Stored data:
********
PR #523, opened 2020-01-08
A handful of fixes for src/network.c

OnkelUlla:
These lines caught my eyes while reviewing pull request #522.

### DIFF
--- a/src/network.c
+++ b/src/network.c
@@ -24,7 +24,7 @@ gboolean network_init(GError **error)
 {
 	CURLcode res;
 
-	g_return_val_if_fail(error == FALSE || *error == NULL, FALSE);
+	g_return_val_if_fail(error == NULL || *error == NULL, FALSE);
 
 	res = curl_global_init(CURL_GLOBAL_ALL);
 	if (res != CURLE_OK) {
--- a/src/network.c
+++ b/src/network.c
@@ -75,6 +75,9 @@ static gboolean transfer(RaucTransfer *xfer, GError **error)
 	char errbuf[CURL_ERROR_SIZE];
 	gboolean res = FALSE;
 
+	g_return_val_if_fail(xfer, FALSE);
+	g_return_val_if_fail(error == NULL || *error == NULL, FALSE);
+
 	curl = curl_easy_init();
 	if (curl == NULL)
 		goto out;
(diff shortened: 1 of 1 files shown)


src/network.c
```diff
@@ -75,6 +75,8 @@ static gboolean transfer(RaucTransfer *xfer, GError **error)
 	char errbuf[CURL_ERROR_SIZE];
 	gboolean res = FALSE;
 
+	g_return_val_if_fail(error == NULL || *error == NULL, FALSE);
```
ejoerns: If we add an input check for `error`, we should add one for `xfer`, too, to remain consistent.

``` diff
+	g_return_val_if_fail(xfer, FALSE);
```

src/network.c
```diff
@@ -129,6 +131,8 @@ gboolean download_file(const gchar *target, const gchar *url, gsize limit, GErro
 	gboolean res = FALSE;
 	GError *ierror = NULL;
 
+	g_return_val_if_fail(error == NULL || *error == NULL, FALSE);
```
ejoerns: Input checks for `target` and `url` should be added, too.

src/network.c
```diff
@@ -195,6 +199,8 @@ gboolean download_mem(GBytes **data, const gchar *url, gsize limit, GError **err
 	GError *ierror = NULL;
 	char *dl_data = NULL;
 
+	g_return_val_if_fail(error == NULL || *error == NULL, FALSE);
```
ejoerns: Input checks for data and url should be added, too.

src/network.c
```diff
@@ -104,15 +104,13 @@ static gboolean transfer(RaucTransfer *xfer, GError **error)
 	r = curl_easy_perform(curl);
 	if (r == CURLE_HTTP_RETURNED_ERROR) {
 		g_set_error(error, G_IO_ERROR, G_IO_ERROR_FAILED, "HTTP returned >=400");
-		res = FALSE;
```
ejoerns: While checking if we could replace each goto's with a `curl_easy_cleanup(curl)` + direct return, I stumbled across line 82 where we have a `goto out` without setting `error` before. We should fix this, too, either here or in a follow-up PR.

OnkelUlla:
While already in the act of adding the requested sanity checks I also added them for `download_file_checksum()`.

src/network.c
OnkelUlla: Done.

src/network.c
OnkelUlla: Done.

src/network.c
OnkelUlla: Done.

src/network.c
OnkelUlla: Done.

src/network.c
ejoerns: The check for `data` should be extended to:
``` c
g_return_val_if_fail(data && *data == NULL, FALSE);
```

OnkelUlla: Done - I left that out intentionally as there are no explicit guarantees defined anywhere with respect to `*data`.

ejoerns:
I've rebased onto master to fix trivial conflict with merged PR #503

PR #526, opened 2020-01-17
use glib's mount monitoring to update mount info on changes

ejoerns:
This allows us to move from a pull mechanism that requires re-reading all mounts when we need recent information to a push mechanism allowing us to read information once and only update them in case of being notified about changes.

### DIFF
--- a/include/install.h
+++ b/include/install.h
@@ -123,3 +123,8 @@ gboolean install_run(RaucInstallArgs *args);
  *         or NULL if an error occurred
  */
 GList* get_install_images(const RaucManifest *manifest, GHashTable *target_group, GError **error);
+
+/**
+ * Iterates over slots and updates their mount information
+ */
+void update_mount_info(void);
--- a/src/install.c
+++ b/src/install.c
@@ -98,8 +98,18 @@ gboolean determine_slot_states(GError **error)
 	mountlist = g_unix_mounts_get(NULL);
 	for (GList *l = mountlist; l != NULL; l = l->next) {
 		GUnixMountEntry *m = (GUnixMountEntry*)l->data;
-		g_autofree gchar *devicepath = resolve_loop_device(g_unix_mount_get_device_path(m));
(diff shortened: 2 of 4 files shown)


ejoerns:
Service tests and other fail as `determine_slot_state()` is now called during service startup and fail because the booted slot cannot be determined (which is fully valid for the incomplete test configuration).

The main issue is now that the `/service/info` test calls the `Info` D-Bus interface for getting bundle information. For this use case, it is absolutely irrelevant if the service startup fails or not. But for a normal service it does not make sense to start if we already now that we cannot even determine the booted slot.

The open question is now how to deal with these two cases. I do not see any good way of using the D-Bus interface for `Info` method on non-target systems.
Would it be a valid approach to not use the D-Bus interface upon `rauc info` calls and leave the D-Bus interface for target use cases where we are sure to have a 'configured' rauc service?

jluebbe:
> Service tests and other fail as `determine_slot_state()` is now called during service startup and fail because the booted slot cannot be determined (which is fully valid for the incomplete test configuration).

I think if we use the service in the tests, we need to provide a proper configuration (just like on the target), in the other cases, can we call the info methods directly?

ejoerns:
> > Service tests and other fail as `determine_slot_state()` is now called during service startup and fail because the booted slot cannot be determined (which is fully valid for the incomplete test configuration).
> 
> I think if we use the service in the tests, we need to provide a proper configuration (just like on the target), in the other cases, can we call the info methods directly?

It is not the question how to handle this for testing, the main point is how to handle this for D-Bus API users (and the test is one of them).

`rauc info` does *not* use the D-Bus API and also does a lot more (info, certchain dumping etc.) than the D-Bus 'API' provides.

Thus we agree on using the D-Bus API is supported only on targets, right?

ejoerns:
Rebased onto current master.

jluebbe:
We discussed this internally: We don't want to carry the additional complexity for a performance optimization that is not significant in practice.

PR #528, opened 2020-01-17
reduce rauc binary size

Villemoes:
This adds some configure knobs that allows one to disable parts of rauc that are not useful on the target device, such as bundle creation or resigning. To get the full benefit of that, add compiler and linker options to discard unused functions and data at link time. Just to get an idea of the effect, I've built each patch in turn with of `--disable-service --disable-create` (the latter of course only has an effect later in the series). That gives

```
$ size rauc.bin.*
   text    data     bss     dec     hex filename
 214582    8080    1736  224398   36c8e rauc.bin.0
 214582    8080    1736  224398   36c8e rauc.bin.1
 174336    5000    1672  181008   2c310 rauc.bin.2
 174368    5000    1736  181104   2c370 rauc.bin.3
 156204    4512    1704  162420   27a74 rauc.bin.4
 156172    4512    1704  162388   27a54 rauc.bin.5
```
so altogether this cuts a bit over a quarter of the binary's size - but of course the actual savings will vary with compiler and not least target architecture.

rauc pulls in quite a few shared library dependencies, so 62K may not seem that significant. However, 
I'm looking at a target with a rootfs budget of about 50M, so I need to cut where I can. Also, we can add more knobs in the future which would allow removing even more code.

### DIFF
--- a/configure.ac
+++ b/configure.ac
@@ -49,6 +49,15 @@ AS_IF([test "x$enable_service" != "xno"], [
 	AC_DEFINE([ENABLE_SERVICE], [0])
 ])
 
+AC_ARG_ENABLE([create],
+	AS_HELP_STRING([--disable-create], [Disable bundle creation and modification commands])
+)
+AS_IF([test "x$enable_create" != "xno"], [
+	AC_DEFINE([ENABLE_CREATE], [1], [Define to 1 to enable bundle, resign and convert commands])
+], [
+	AC_DEFINE([ENABLE_CREATE], [0])
+])
+
 # Checks for libraries.
 PKG_CHECK_MODULES([GLIB], [glib-2.0 >= 2.45.8 gio-2.0 gio-unix-2.0])
 
--- a/src/main.c
+++ b/src/main.c
@@ -282,6 +282,7 @@ out:
 	return TRUE;
 }
 
+G_GNUC_UNUSED
 static gboolean bundle_start(int argc, char **argv)
 {
 	GError *ierror = NULL;
@@ -445,6 +446,7 @@ out:
 	return TRUE;
 }
 
+G_GNUC_UNUSED
 static gboolean resign_start(int argc, char **argv)
 {
 	g_autoptr(RaucBundle) bundle = NULL;
@@ -540,6 +542,7 @@ out:
 	return TRUE;
 }
 
+G_GNUC_UNUSED
 static gboolean convert_start(int argc, char **argv)
 {
 	RaucBundle *bundle = NULL;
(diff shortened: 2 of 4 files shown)


ejoerns:
@Villemoes I like and agree with most of the changes you did and see that it is possibly not required to have all the functionality of a host RAUC compiled for the target, especially when space is that limited.
From my point of view, only the split up in such fine-grained options is a bit too much. Maybe we should use a generic option to disable this more or less 'host' features instead?

If I get your numbers right, disabling the bootloader supports only has little influence on the overall size. Thus I am not really sure if it's worth adding options for this at all.

@jluebbe What do you think about this?

include/utils.h
```diff
@@ -16,6 +16,7 @@ void close_preserve_errno(filedesc fd);
 G_DEFINE_AUTO_CLEANUP_FREE_FUNC(filedesc, close_preserve_errno, -1)
 
 #define R_LOG_DOMAIN_SUBPROCESS "rauc-subprocess"
+#define __maybe_unused __attribute__((__unused__))
```
jluebbe: GLib already has a G_GNUC_UNUSED macro, looks like it would be the same.

configure.ac
```diff
@@ -49,6 +49,33 @@ AS_IF([test "x$enable_service" != "xno"], [
 	AC_DEFINE([ENABLE_SERVICE], [0])
 ])
 
+AC_ARG_ENABLE([bundle],
+	AS_HELP_STRING([--disable-bundle], [Disable bundle command])
```
jluebbe: Just call it `--disable-create Disable bundle creation and modification` and control all three subcomands together.

configure.ac
```diff
@@ -76,6 +76,42 @@ AS_IF([test "x$enable_convert" != "xno"], [
 	AC_DEFINE([ENABLE_CONVERT], [0])
 ])
 
+AC_ARG_ENABLE([barebox],
+	AS_HELP_STRING([--disable-barebox], [Disable support for barebox bootloader])
```
jluebbe: The useful cases are probably:

- all bootloader
- a specific bootloader
- no bootloader

Can we handle that nicely in configure? If it's not obvious, maybe drop this change from this PR, so we can look at it separately.

src/main.c
```diff
@@ -1812,7 +1813,9 @@ static void cmdline_handler(int argc, char **argv)
 #if ENABLE_CONVERT == 1
 		{CONVERT, "convert", "convert <INBUNDLE> <OUTBUNDLE>", "Convert to casync index bundle and store", convert_start, convert_group, FALSE},
 #endif
+#if ENABLE_CHECKSUM == 1
 		{CHECKSUM, "checksum", "checksum <DIRECTORY>", "Deprecated", checksum_start, NULL, FALSE},
```
jluebbe: This has been marked as deprecated since 2017. We should probably just remove it completely.

@ejoerns?

ejoerns: -@jluebbe Could not find out when we actually decided to mark this deprecated, but it is neither documented nor required and was only useful for the already-removed network mode I guess..

So just remove it.

include/utils.h
Villemoes: Thanks, I'll see if I can just use that instead.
********
-- Activity --
Whenever a line includes the word "onto", pull it out of the entries.

-- Task output --
I've rebased onto master to fix trivial conflict with merged PR #503
Rebased onto current master.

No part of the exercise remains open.